Electroosmotic Flow and Pressure Influences DNA Configuration in Nanopores

Nanopores have a promising ability of DNA sequencing. One disadvantage with sequencing using solid-state nanopores is that the molecules translocate through the pore far too quickly for detection of each nucleotide. Nanopore research has pushed for the discovery of new techniques to slow down translocating molecules, such as: changing the electrolyte solution, modifying the nanopore surface, and modulating fluid flow. An example of fluid flow modulation is incorporating a trans-pore pressure bias, which has been shown to ‘slow-down’ translocating molecules in high salt conditions¹. Here, we use low salt conditions (i.e. electro-osmotic flow, EOF, dominated) to translocate Lambda phage DNA (λ-DNA) through glass nanopores.
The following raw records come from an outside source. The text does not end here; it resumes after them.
PR #284, opened 2021-09-09
feat: Add FormHeading proof-of-concept.

stephenh:
Our `FormHeadings` are consistently `baseEm`, which is almost so tiny to just `Css...` it's not worth component-izing. But, I dunno, I like it...

I'm also trying out a `cloneElement`-based approach for doing "only `mt4` the 2nd FormHeading".

Maybe should use `not nth-type-of` selectors or something, but I think that would require a hard-coded CSS class name for the selector to add margin only to `FormHeading`s and not other children.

When a negative voltage is applied, λ-DNA translocates the pore, resulting in current enhancing (conductive) spikes. Under EOF dominated conditions, pressure affects not only the λ-DNA dwell time, but also the configuration. We describe how λ-DNA configurations can fluctuate depending on pore size, voltage applied, and method of translocation (i.e. EOF or electrophoretically). This work reveals the optimal environment slowing down linearly translocating DNA in preparation for using solid-state nanopores to sequence DNA.
1.Zhang, Hengbin et al. (2013) Small.